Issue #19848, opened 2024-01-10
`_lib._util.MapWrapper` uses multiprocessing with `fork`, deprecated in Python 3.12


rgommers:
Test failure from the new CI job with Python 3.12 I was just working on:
________
### To do:
Copy out all lines of the material above in which "Python" occurs.

### Exercise output:
`_lib._util.MapWrapper` uses multiprocessing with `fork`, deprecated in Python 3.12
Test failure from the new CI job with Python 3.12 I was just working on:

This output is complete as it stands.